[Stored dataset items]:
--- START ---

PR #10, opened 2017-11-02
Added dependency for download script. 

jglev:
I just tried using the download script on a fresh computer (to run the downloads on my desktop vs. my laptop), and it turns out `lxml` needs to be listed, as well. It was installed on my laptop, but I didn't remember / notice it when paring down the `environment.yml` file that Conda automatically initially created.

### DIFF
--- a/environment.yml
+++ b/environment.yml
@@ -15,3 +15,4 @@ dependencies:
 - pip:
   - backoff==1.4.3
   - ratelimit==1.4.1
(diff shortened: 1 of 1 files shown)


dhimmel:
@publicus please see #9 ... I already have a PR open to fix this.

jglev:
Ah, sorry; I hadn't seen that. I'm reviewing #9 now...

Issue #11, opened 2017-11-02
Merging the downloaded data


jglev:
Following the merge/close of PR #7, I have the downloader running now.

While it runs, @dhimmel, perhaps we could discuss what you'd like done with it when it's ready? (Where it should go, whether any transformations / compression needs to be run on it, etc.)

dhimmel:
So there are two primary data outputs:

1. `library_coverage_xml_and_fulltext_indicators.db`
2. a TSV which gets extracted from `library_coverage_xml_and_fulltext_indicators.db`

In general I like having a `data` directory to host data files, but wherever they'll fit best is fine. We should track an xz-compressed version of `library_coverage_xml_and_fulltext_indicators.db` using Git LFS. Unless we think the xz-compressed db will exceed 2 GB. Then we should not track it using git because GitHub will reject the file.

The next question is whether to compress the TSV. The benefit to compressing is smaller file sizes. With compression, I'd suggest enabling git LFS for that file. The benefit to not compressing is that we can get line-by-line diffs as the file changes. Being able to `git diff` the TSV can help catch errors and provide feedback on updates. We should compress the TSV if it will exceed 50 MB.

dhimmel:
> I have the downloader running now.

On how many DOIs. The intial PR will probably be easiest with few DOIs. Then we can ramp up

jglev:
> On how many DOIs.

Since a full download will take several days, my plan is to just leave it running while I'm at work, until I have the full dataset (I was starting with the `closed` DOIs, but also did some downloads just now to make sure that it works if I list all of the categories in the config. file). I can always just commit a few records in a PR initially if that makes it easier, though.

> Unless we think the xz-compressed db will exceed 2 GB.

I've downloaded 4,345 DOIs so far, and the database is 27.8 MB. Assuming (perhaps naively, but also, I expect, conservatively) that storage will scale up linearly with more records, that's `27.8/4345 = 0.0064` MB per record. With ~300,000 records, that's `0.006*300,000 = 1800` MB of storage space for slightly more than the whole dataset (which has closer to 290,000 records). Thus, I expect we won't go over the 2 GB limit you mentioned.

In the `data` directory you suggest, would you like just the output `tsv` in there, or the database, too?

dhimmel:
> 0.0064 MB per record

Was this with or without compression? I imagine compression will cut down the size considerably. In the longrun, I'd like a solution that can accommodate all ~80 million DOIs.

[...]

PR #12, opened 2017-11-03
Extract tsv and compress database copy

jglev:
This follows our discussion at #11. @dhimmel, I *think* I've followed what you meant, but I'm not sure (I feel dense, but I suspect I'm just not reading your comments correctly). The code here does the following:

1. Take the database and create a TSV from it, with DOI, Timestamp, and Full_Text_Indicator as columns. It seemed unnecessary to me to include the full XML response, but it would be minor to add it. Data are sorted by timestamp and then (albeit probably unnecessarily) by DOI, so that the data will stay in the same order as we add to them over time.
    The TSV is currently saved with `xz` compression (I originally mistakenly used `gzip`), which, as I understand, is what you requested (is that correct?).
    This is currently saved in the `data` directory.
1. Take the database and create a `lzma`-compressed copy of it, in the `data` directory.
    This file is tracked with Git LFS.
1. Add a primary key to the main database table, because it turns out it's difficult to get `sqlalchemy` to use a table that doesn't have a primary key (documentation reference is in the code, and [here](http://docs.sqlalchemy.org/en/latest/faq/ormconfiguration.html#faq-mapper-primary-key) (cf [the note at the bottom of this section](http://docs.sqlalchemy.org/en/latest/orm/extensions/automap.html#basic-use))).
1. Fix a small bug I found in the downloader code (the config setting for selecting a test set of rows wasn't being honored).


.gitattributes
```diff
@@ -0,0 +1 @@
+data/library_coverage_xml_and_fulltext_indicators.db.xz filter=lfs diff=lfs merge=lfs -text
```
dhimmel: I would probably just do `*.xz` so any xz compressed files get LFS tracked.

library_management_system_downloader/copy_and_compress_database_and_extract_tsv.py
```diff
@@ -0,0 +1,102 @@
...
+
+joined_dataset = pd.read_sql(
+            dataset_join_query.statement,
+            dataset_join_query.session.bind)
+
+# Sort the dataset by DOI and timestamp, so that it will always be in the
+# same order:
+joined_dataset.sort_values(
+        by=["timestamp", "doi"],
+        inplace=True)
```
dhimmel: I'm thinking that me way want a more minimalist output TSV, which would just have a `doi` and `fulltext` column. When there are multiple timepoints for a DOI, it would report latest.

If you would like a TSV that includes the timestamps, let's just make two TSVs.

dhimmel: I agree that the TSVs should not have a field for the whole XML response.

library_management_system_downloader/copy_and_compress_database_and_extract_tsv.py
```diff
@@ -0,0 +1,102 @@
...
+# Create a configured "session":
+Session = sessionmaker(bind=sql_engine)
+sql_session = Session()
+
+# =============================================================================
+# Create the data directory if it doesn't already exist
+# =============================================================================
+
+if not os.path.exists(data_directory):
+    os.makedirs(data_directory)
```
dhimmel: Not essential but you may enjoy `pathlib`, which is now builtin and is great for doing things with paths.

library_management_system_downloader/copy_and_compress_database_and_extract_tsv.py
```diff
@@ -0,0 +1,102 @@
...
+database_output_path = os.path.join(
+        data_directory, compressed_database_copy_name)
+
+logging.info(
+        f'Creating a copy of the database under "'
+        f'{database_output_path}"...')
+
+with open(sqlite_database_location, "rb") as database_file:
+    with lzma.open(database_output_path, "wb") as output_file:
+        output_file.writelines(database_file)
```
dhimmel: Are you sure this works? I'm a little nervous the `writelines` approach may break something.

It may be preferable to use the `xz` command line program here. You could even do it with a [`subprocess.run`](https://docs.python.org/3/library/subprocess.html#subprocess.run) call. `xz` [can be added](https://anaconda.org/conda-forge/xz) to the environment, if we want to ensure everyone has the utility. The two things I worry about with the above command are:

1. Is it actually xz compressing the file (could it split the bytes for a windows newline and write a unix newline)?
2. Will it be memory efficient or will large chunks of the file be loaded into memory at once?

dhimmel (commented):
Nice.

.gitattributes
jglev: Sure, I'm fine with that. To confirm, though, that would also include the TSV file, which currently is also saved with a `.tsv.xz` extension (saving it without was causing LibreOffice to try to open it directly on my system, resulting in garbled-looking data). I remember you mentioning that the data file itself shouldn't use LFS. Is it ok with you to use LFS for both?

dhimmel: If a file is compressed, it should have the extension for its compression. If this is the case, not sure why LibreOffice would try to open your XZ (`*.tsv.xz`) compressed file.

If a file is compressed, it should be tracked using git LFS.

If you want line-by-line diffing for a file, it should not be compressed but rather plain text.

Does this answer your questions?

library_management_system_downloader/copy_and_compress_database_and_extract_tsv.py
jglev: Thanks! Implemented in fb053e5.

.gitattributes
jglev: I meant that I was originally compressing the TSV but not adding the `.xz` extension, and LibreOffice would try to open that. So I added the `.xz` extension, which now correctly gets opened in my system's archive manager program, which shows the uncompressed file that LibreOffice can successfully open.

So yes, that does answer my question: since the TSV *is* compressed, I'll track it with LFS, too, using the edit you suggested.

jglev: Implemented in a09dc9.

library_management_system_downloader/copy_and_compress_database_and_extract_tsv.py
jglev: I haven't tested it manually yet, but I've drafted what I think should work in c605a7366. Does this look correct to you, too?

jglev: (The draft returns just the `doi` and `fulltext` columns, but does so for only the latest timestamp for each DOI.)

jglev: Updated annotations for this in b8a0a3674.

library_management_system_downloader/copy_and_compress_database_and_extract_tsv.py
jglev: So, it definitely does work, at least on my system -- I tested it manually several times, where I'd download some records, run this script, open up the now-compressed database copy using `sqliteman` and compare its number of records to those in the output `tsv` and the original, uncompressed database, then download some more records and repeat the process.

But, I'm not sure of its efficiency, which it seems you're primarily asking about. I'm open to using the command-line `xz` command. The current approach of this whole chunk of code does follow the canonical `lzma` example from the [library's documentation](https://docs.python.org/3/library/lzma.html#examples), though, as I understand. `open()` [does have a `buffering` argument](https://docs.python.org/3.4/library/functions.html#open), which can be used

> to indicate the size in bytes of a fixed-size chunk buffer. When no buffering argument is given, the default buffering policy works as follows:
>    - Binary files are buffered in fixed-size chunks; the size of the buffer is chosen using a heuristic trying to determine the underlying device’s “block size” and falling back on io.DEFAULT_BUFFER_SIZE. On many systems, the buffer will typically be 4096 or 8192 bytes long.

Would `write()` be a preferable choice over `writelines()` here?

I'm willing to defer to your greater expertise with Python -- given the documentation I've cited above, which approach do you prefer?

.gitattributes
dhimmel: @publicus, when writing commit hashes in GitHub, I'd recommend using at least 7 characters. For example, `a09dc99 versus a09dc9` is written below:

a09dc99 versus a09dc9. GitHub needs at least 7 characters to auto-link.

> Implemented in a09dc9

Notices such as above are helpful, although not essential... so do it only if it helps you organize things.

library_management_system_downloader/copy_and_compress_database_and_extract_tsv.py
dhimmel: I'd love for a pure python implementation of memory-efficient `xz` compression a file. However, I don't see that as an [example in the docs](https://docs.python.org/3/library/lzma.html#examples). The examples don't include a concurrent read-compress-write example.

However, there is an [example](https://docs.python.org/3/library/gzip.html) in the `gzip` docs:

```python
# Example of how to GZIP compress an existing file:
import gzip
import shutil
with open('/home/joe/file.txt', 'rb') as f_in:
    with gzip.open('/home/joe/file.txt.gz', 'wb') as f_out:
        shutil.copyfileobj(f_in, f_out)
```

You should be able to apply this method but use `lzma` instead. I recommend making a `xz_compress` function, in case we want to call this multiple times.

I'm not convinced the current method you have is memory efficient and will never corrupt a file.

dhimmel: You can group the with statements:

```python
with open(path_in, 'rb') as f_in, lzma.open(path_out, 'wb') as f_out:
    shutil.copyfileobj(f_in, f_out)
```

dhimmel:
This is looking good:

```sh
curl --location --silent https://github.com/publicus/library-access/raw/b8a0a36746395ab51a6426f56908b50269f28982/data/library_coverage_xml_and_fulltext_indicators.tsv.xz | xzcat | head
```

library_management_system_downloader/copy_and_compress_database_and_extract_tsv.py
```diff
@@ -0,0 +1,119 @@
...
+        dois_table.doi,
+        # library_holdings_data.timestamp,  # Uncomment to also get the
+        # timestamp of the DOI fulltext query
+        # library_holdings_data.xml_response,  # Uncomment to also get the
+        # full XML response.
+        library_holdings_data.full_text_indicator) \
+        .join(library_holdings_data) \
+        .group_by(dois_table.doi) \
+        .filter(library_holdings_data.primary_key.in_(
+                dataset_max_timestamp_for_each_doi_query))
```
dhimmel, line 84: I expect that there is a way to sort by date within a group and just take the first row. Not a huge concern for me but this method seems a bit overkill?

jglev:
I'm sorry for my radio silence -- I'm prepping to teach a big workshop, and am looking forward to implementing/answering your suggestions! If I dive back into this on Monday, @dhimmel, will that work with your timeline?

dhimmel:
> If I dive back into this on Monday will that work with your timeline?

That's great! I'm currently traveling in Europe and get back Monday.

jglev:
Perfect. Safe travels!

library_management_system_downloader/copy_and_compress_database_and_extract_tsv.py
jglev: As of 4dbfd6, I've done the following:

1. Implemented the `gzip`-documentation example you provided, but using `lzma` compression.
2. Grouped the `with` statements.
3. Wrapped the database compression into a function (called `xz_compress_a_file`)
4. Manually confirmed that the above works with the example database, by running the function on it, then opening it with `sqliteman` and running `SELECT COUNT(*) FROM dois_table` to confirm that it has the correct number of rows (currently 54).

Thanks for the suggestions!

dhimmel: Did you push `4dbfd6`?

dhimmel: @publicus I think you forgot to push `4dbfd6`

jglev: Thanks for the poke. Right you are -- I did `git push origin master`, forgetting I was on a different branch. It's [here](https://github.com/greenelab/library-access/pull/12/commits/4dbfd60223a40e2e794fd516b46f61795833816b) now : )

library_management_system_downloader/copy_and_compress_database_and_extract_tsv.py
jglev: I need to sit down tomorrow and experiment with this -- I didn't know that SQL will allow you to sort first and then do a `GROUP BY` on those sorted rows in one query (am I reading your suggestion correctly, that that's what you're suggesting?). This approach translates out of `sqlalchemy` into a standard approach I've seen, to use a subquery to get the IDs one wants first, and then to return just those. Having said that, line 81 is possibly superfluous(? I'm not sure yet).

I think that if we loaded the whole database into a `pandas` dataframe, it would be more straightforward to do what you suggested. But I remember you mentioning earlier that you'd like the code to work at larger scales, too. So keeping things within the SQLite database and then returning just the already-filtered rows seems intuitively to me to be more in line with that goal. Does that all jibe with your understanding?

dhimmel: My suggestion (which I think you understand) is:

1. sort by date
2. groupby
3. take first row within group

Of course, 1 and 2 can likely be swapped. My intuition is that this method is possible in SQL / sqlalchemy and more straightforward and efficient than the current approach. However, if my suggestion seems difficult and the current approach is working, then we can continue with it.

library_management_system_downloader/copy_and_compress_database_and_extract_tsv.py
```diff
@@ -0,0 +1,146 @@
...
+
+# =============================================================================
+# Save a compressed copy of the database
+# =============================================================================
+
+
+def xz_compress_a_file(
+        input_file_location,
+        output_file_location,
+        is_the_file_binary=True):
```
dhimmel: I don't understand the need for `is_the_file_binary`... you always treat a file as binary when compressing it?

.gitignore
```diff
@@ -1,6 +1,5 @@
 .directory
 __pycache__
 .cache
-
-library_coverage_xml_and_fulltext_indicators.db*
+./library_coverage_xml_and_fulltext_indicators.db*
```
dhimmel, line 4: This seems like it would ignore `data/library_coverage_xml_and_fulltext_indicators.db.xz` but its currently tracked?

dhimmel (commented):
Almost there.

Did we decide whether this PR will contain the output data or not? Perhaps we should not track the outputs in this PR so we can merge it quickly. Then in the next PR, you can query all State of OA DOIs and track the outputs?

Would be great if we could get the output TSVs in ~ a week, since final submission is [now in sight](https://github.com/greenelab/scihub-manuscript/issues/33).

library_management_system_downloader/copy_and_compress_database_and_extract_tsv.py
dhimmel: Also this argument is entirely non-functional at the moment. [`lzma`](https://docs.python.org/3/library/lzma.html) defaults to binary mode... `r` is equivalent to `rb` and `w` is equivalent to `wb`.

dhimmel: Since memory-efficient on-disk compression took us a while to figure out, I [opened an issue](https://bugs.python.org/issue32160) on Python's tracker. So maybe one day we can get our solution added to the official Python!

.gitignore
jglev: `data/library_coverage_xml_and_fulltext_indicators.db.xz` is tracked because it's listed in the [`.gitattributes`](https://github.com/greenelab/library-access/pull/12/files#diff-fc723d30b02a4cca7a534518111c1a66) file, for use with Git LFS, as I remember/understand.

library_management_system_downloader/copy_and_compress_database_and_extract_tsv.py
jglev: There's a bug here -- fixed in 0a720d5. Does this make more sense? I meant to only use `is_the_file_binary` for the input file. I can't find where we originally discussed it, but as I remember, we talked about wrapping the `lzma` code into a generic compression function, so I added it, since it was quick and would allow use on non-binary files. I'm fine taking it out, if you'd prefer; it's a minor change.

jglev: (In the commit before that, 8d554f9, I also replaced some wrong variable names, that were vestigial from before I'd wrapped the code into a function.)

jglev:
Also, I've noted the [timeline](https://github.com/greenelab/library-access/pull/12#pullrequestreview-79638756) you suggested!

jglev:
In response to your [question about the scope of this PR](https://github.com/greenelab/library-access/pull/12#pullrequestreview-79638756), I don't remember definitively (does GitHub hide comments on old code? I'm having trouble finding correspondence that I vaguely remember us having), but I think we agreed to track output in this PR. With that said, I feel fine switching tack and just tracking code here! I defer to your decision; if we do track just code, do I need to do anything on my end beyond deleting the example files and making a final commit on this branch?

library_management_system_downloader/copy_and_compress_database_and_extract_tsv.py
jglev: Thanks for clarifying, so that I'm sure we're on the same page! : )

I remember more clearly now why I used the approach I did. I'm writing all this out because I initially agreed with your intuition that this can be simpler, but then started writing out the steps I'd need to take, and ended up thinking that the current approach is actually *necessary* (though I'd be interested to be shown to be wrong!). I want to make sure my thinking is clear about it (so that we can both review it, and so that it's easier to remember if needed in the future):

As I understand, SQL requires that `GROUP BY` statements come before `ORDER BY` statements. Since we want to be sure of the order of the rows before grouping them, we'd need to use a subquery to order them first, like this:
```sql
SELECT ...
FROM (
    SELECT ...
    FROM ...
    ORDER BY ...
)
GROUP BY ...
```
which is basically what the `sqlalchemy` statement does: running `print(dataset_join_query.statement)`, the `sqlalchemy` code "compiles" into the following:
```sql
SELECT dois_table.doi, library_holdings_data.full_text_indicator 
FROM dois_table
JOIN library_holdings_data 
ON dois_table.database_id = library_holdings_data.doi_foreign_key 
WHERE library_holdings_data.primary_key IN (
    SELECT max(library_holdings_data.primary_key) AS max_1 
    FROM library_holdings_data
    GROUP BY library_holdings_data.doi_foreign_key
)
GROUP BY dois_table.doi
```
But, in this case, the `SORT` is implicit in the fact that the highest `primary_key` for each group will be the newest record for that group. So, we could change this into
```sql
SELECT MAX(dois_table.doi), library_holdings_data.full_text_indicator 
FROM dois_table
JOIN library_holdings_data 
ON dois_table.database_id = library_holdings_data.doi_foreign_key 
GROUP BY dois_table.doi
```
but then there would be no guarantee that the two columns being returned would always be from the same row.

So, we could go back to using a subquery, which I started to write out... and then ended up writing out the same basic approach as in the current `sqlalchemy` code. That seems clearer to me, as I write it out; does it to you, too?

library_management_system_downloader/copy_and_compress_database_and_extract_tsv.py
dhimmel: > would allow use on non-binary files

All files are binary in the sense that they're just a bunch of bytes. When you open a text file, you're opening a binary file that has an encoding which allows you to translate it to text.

--- END ---

[PROBLEM REQUIREMENTS]: Read through the entries and copy each line in which "memory" appears.

[SOLVED EXERCISE]:
2. Will it be memory efficient or will large chunks of the file be loaded into memory at once?
dhimmel: I'd love for a pure python implementation of memory-efficient `xz` compression a file. However, I don't see that as an [example in the docs](https://docs.python.org/3/library/lzma.html#examples). The examples don't include a concurrent read-compress-write example.
I'm not convinced the current method you have is memory efficient and will never corrupt a file.
dhimmel: Since memory-efficient on-disk compression took us a while to figure out, I [opened an issue](https://bugs.python.org/issue32160) on Python's tracker. So maybe one day we can get our solution added to the official Python!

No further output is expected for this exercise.